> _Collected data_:
• • • • •

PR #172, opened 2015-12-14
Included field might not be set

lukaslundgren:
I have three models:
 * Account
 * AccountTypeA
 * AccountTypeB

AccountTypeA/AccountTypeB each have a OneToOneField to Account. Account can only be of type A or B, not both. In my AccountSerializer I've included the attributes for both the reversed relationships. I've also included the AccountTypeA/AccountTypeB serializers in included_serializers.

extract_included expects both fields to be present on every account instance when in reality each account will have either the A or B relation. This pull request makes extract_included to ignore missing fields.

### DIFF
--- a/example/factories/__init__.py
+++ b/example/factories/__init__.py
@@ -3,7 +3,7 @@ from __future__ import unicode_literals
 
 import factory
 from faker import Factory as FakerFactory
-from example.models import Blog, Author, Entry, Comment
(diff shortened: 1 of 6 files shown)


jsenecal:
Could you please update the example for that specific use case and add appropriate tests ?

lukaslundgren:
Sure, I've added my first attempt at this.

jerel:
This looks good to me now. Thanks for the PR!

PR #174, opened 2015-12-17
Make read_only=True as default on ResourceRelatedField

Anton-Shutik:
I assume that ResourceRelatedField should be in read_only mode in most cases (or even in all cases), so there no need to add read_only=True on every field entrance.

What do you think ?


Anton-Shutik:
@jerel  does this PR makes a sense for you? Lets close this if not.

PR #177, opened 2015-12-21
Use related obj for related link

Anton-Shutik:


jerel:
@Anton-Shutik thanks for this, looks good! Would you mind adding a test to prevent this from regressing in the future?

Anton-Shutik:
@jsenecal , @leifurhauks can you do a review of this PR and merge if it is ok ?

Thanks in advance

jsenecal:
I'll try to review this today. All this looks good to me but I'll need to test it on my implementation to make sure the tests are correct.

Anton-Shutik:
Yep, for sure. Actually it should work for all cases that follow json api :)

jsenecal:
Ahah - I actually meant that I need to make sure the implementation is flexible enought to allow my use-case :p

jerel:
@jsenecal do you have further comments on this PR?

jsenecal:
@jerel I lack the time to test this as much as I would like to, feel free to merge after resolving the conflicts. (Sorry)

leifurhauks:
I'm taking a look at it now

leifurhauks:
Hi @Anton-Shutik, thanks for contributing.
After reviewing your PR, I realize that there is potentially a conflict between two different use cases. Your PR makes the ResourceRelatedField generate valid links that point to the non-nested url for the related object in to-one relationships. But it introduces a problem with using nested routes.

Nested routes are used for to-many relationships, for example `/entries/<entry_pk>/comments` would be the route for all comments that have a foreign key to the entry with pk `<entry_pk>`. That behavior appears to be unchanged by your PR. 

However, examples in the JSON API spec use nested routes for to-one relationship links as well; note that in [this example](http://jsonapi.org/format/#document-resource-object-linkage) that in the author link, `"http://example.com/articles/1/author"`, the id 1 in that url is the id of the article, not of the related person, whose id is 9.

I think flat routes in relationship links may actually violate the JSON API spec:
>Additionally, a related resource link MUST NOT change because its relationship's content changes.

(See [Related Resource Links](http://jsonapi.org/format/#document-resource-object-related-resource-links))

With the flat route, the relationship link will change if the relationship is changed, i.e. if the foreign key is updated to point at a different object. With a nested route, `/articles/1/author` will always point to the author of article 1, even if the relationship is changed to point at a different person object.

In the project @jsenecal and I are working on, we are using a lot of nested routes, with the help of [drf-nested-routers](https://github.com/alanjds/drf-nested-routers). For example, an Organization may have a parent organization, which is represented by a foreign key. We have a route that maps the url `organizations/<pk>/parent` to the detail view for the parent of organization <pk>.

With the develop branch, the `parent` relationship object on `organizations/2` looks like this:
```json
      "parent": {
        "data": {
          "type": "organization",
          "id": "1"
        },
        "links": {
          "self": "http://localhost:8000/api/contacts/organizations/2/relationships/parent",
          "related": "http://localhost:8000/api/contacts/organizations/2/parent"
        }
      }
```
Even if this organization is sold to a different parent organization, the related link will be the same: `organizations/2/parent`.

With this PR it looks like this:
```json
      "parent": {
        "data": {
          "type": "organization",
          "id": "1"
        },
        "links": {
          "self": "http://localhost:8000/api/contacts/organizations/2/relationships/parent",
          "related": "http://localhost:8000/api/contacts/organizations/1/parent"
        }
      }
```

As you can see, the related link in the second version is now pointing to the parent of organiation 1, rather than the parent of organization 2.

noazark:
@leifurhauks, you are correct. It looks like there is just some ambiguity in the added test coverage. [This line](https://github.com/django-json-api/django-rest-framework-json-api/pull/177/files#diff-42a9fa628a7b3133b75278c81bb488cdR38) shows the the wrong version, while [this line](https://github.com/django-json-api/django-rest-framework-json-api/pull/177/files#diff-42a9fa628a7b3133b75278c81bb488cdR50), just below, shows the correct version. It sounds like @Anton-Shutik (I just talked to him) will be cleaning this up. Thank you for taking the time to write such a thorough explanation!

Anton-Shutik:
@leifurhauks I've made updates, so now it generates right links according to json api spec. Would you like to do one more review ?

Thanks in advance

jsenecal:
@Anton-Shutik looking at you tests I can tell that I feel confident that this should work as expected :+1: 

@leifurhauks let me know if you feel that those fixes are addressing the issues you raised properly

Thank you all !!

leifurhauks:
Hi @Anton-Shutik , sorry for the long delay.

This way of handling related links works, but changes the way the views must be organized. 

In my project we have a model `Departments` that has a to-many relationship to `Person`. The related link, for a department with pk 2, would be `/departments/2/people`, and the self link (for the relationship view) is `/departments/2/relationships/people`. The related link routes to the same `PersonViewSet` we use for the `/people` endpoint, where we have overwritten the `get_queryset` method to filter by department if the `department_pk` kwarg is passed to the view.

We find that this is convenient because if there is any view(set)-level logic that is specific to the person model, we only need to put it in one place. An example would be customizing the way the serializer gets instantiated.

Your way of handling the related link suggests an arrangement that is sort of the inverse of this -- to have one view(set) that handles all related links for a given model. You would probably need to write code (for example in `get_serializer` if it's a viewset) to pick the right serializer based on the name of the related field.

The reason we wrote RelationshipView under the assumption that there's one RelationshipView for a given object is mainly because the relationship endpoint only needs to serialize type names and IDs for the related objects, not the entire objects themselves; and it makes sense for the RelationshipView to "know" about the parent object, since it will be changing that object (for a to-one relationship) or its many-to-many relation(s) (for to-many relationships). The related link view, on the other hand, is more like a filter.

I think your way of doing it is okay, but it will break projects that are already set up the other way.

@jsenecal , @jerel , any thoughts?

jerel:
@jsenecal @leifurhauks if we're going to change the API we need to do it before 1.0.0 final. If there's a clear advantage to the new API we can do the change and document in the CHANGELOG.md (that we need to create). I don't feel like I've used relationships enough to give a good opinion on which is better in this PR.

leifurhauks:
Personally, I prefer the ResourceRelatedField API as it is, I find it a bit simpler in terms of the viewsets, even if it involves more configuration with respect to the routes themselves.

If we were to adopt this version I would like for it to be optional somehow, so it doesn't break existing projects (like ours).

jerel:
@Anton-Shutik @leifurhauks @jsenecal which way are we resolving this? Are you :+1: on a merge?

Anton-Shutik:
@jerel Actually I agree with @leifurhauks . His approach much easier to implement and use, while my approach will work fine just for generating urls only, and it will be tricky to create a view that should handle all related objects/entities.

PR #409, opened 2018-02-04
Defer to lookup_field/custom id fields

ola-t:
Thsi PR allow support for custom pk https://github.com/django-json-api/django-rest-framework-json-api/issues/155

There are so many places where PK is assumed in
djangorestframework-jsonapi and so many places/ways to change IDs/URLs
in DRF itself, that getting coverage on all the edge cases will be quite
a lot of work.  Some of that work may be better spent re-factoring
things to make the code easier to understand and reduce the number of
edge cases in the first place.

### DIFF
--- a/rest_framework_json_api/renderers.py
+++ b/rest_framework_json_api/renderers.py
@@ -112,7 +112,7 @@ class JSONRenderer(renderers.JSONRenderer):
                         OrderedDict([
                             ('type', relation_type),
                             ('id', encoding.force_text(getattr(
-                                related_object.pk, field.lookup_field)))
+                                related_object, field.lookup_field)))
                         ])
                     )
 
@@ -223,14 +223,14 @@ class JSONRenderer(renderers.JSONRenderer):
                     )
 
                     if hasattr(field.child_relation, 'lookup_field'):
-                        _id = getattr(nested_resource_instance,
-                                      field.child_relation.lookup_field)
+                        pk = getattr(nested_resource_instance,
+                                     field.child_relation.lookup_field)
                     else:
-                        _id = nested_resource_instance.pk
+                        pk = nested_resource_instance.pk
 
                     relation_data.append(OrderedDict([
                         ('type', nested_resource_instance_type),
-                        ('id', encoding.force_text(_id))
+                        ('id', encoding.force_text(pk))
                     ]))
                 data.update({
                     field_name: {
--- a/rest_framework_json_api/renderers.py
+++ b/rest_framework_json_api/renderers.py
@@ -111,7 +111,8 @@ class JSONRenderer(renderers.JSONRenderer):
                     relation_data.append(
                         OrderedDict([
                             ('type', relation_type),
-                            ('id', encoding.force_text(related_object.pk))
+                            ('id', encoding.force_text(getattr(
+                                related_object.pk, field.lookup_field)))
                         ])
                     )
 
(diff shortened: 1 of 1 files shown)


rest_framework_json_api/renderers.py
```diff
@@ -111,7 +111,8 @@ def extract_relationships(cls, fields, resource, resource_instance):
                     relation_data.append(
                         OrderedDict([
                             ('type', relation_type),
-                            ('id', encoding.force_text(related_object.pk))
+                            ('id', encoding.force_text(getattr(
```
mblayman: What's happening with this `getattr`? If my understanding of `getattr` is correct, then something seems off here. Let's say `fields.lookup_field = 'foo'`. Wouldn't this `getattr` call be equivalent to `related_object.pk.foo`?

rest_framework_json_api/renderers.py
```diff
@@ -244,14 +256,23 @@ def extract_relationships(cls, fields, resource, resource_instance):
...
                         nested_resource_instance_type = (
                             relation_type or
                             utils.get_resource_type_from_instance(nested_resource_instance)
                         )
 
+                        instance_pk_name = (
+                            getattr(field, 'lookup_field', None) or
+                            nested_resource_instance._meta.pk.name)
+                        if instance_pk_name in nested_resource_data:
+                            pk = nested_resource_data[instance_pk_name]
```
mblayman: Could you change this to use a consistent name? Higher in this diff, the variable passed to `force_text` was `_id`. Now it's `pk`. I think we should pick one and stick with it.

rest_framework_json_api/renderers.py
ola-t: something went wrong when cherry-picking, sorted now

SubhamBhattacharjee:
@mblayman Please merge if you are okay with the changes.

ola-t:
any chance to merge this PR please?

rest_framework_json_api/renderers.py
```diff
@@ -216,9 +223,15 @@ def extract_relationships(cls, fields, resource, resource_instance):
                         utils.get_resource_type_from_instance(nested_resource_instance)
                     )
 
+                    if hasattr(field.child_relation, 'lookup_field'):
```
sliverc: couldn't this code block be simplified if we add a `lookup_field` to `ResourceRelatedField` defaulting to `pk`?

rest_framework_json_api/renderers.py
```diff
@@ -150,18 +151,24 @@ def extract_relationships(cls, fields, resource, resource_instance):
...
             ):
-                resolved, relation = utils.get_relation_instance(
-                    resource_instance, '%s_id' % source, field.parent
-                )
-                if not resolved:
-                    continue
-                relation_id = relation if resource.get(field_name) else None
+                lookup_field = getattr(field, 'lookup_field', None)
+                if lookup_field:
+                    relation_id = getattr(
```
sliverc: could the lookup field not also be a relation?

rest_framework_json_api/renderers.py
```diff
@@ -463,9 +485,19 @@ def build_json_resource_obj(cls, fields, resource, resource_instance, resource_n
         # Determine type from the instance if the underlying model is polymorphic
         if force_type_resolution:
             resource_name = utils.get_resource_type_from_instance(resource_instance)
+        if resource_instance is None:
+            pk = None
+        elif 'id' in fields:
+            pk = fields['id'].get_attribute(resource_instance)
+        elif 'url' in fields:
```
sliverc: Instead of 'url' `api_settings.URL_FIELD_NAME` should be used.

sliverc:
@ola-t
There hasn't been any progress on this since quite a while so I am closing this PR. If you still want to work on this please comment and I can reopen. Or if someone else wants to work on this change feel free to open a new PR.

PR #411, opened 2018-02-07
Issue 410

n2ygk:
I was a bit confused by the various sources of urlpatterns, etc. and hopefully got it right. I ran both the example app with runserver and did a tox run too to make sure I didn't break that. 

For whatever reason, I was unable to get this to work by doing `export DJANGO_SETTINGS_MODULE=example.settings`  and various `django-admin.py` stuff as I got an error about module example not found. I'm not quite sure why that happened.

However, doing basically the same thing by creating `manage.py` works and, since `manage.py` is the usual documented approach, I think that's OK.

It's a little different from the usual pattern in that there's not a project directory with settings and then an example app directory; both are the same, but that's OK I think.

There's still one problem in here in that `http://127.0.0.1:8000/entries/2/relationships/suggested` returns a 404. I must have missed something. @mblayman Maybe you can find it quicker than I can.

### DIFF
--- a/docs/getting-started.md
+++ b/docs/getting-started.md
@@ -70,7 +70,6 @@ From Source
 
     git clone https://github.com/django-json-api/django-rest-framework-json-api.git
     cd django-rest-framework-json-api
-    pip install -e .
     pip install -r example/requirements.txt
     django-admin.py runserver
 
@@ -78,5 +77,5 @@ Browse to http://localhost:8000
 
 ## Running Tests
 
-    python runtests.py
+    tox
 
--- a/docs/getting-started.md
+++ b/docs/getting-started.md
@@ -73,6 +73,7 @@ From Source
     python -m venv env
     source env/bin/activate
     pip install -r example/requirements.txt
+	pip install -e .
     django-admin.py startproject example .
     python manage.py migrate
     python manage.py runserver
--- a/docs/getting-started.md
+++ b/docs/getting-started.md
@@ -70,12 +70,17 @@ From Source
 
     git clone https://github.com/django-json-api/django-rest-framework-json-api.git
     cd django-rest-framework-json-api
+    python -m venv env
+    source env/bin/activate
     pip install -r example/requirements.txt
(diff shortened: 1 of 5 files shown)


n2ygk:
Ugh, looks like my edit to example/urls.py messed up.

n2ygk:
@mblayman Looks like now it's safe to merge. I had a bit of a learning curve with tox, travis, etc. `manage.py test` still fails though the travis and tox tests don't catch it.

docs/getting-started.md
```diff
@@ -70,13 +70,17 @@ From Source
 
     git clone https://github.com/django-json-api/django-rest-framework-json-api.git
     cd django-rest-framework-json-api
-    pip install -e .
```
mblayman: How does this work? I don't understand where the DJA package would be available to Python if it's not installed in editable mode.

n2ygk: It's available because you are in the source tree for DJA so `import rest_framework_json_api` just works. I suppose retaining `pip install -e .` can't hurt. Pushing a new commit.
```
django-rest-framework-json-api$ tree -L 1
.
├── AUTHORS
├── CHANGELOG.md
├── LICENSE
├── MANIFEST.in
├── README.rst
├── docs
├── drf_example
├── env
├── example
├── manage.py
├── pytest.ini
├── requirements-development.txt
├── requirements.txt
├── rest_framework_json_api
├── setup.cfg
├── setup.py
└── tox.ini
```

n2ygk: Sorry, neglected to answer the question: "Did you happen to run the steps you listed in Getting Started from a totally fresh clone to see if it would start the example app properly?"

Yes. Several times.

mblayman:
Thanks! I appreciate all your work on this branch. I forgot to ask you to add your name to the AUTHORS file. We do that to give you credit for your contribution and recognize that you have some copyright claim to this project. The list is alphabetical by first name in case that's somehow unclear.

• • • • •

Print, without alteration, only the lines above between the one holding "Even if this" and the one holding "looking at you", inclusive.

> _YOUR SOLUTION_:
Even if this organization is sold to a different parent organization, the related link will be the same: `organizations/2/parent`.

With this PR it looks like this:
```json
      "parent": {
        "data": {
          "type": "organization",
          "id": "1"
        },
        "links": {
          "self": "http://localhost:8000/api/contacts/organizations/2/relationships/parent",
          "related": "http://localhost:8000/api/contacts/organizations/1/parent"
        }
      }
```

As you can see, the related link in the second version is now pointing to the parent of organiation 1, rather than the parent of organization 2.

noazark:
@leifurhauks, you are correct. It looks like there is just some ambiguity in the added test coverage. [This line](https://github.com/django-json-api/django-rest-framework-json-api/pull/177/files#diff-42a9fa628a7b3133b75278c81bb488cdR38) shows the the wrong version, while [this line](https://github.com/django-json-api/django-rest-framework-json-api/pull/177/files#diff-42a9fa628a7b3133b75278c81bb488cdR50), just below, shows the correct version. It sounds like @Anton-Shutik (I just talked to him) will be cleaning this up. Thank you for taking the time to write such a thorough explanation!

Anton-Shutik:
@leifurhauks I've made updates, so now it generates right links according to json api spec. Would you like to do one more review ?

Thanks in advance

jsenecal:
@Anton-Shutik looking at you tests I can tell that I feel confident that this should work as expected :+1: 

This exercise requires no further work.